* _TASK OBJECTIVE_
All that should be output is the block of lines below from the line with "The issue with" to the line with "- The code written", both included, exactly as written.
RECORDS FOR THE EXERCISE below:
PR #642, opened 2016-05-07
Add --static flag to build script which allows to generate static html for specific routes

frenzzy:
```shell
$ npm run build -- --static --release
```
Build folder with static html files

refs #61 #156 #260 #634 #635

Issue #634, opened 2016-04-30
Q: how to switch off server-side rendering?


Dmitry-N-Medvedev:
I desperately need this functionality to be able to produce static site.

PS: I am aware of https://github.com/koistya/react-static-boilerplate

koistya:
I think @frenzzy is working on adding `--static` flag to the build script, making it generate only the static portion of the site. But that's not done yet.

langpavel:
Why somebody wants to switch off server side rendering???

Dmitry-N-Medvedev:
@langpavel,
1. react-starter-kit is just awesome for development. awesome.
2. big apps is not always an option. oftentimes, one has to implement just a simple app with few screens that must run on the client-side.

PR #833, opened 2016-09-05
Enables to toggle server side rendering when running the server. 

hackhat:
Configuration has a new key named `serverSideRendering` that can be toggled between `true` and `false`. Related to: #642, #634

### DIFF
--- a/src/config.js
+++ b/src/config.js
@@ -11,6 +11,7 @@
 
 export const port = process.env.PORT || 3000;
 export const host = process.env.WEBSITE_HOSTNAME || `localhost:${port}`;
+export const serverSideRendering = true;
 
 export const databaseUrl = process.env.DATABASE_URL || 'sqlite:database.sqlite';
 
--- a/src/server.js
+++ b/src/server.js
@@ -27,7 +27,7 @@ import models from './data/models';
 import schema from './data/schema';
 import routes from './routes';
 import assets from './assets'; // eslint-disable-line import/no-unresolved
-import { port, auth } from './config';
+import { port, auth, serverSideRendering } from './config';
 
 const app = express();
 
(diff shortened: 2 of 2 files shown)


frenzzy:
It may be better to just not use `server.js` if you want to disable the SSR?

hackhat:
The issue with that is that you need extra work to setup, and managing an extra index.html page. Probably could be rendered once and then served. Then you would need another server config to serve this index.html page including all the static files + hot reload... 
I think this would help to get started for now, what do you think?

frenzzy:
SSR in RSK already configured and allows to do following:
- The code written in one place will work on the client and on the server.
- DEV: the client-side and server-side hot reload just works.
- PROD: website content is visible to search engines like Google, the page loads faster.
- PROD: slow react SSR can be resolved by [caching](https://en.wikipedia.org/wiki/Web_cache) or by compiling [server responses to static files](https://github.com/kriasoft/react-starter-kit/pull/642) during build process.

So, I do not understand your benefits.
If you still consider that you do not need SSR just look towards [RSB](https://github.com/kriasoft/react-starter-kit#comparison).

sauravskumar:
@frenzzy   i think this can be great pull request... since server side rendering as we all know produces some delay... (since ajax has to be performed and wait for rendering to happen after that)... if this pull request can be modified such to perform client side rendering in case of real user and ssr for google crawl bot then it would provide the user with a better user experience in terms of lower page load times (since the app does not need to perform ajax and rendering on server side)... and it would also be good for seo since ssr can be performed in case of google bot... I see many major companies taking this approach now a days such as [flipkart](https://www.flipkart.com/)... 

Great pull request

+1

hackhat:
@frenzzy This is entirely for development reasons; Sometimes you get server side errors and the whole app doesn't start or behaves unexpectedly; If is just client side rendering, you can debug errors easily; At least that is what I've noticed.

hackhat:
Another reason, that happened just now, is that sometimes there is an error and the server doesn't even start, in this case I will disable server side rendering and investigate the issue on the client side.

src/config.js
```diff
@@ -11,6 +11,7 @@
 
 export const port = process.env.PORT || 3000;
 export const host = process.env.WEBSITE_HOSTNAME || `localhost:${port}`;
+export const serverSideRendering = true;
```
langpavel: Use `export const disableServerSideRendering = !process.env.DISABLE_SERVER_SIDE_RENDERING;`

src/server.js
```diff
@@ -27,7 +27,7 @@ import models from './data/models';
 import schema from './data/schema';
 import routes from './routes';
 import assets from './assets'; // eslint-disable-line import/no-unresolved
-import { port, auth } from './config';
+import { port, auth, serverSideRendering } from './config';
```
langpavel: `disableServerSideRendering`

src/server.js
```diff
@@ -84,31 +84,30 @@ app.use('/graphql', expressGraphQL(req => ({
 // -----------------------------------------------------------------------------
 app.get('*', async (req, res, next) => {
```
langpavel: Disable SSR on router level, not inside handler, add default app loader

hackhat:
Thanks @langpavel but I'm not sure if is worth investing more time fixing the conflicts and adding your suggestions if it won't be accepted anyway.

langpavel:
Anyway thanks

PR #839, opened 2016-09-06
Add setDescription function in context

fchienvuhoang:
add setDescription to client.js and server.js to active method setDescription in each router:
`state.context.setDescription('some description');`


fchienvuhoang:
@koistya please check this pull :)

frenzzy:
Why do not you want to use a `context.setMeta('description', 'some description')`?

azz0r:
Agree with the above.

fchienvuhoang:
@frenzzy have you tried with that code ? ins't work
err

fchienvuhoang:
it worked, thanks :)

fchienvuhoang:
because i had not understood below code:
`setMeta: (key, value) => (data[key] = value),`
it ok now :D, 
thanks all

PR #867, opened 2016-09-21
Update history dependency (v3 -> v4.2)

### LINKED ISSUE #855: History needs updated
The history React module was updated. Its new implementation is very different than the way it is implemented in this Starter kit. Here is a link with details about the change.

https://github.com/mjackson/history/issues/364#event-787879740

frenzzy:
close #855


frenzzy:
Closing in favor of #869.

PR #869, opened 2016-09-22
Introduce the new App and Layout components. Upgrade `history` module.

koistya:
- [x] Split the `App` component into `App` that's responsible for setting application context and `Layout` that contains layout-related markup and CSS
- [x] Upgrade [`history`](https://github.com/mjackson/history) npm module to v4.x ([changelog](https://github.com/mjackson/history/blob/master/CHANGES.md))
- [x] Upgrade other npm modules to the most recent versions (no breaking changes)
- [x] Remove `core/createHistory.js` in favor of initializing a new history object inside `server.js` and `client.js`
- [x] Set `history` context variable available from inside React components, e.g. `this.context.history.push('/home')`
- [x] Refactor `Link` component to use `this.context.history` instead of `./core/history.js`


langpavel:
Good job! Will review at weekend, to busy now..

koistya:
In general, it’s not a good idea to specify view hierarchy inside the route declarations, it’s better to do that inside React. At a first glance, it might look like code duplication (specifying the outer (container) component in each route/view component), but it’s very simple mental model, very easy to understand how it works and it’s super powerful. You can always remove code duplication by creating another container component, for example, you can create ProductLayout component on top of the basic `Layout` component, and include side menu, breadcrumbs etc. then use that inside your Product route/view component - `render() { <ProductLayout>…</ProductLayout>; }` instead of the basic `Layout` component.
End of RECORDS FOR THE EXERCISE.
* _WRITTEN REPLY_
The issue with that is that you need extra work to setup, and managing an extra index.html page. Probably could be rendered once and then served. Then you would need another server config to serve this index.html page including all the static files + hot reload... 
I think this would help to get started for now, what do you think?

frenzzy:
SSR in RSK already configured and allows to do following:
- The code written in one place will work on the client and on the server.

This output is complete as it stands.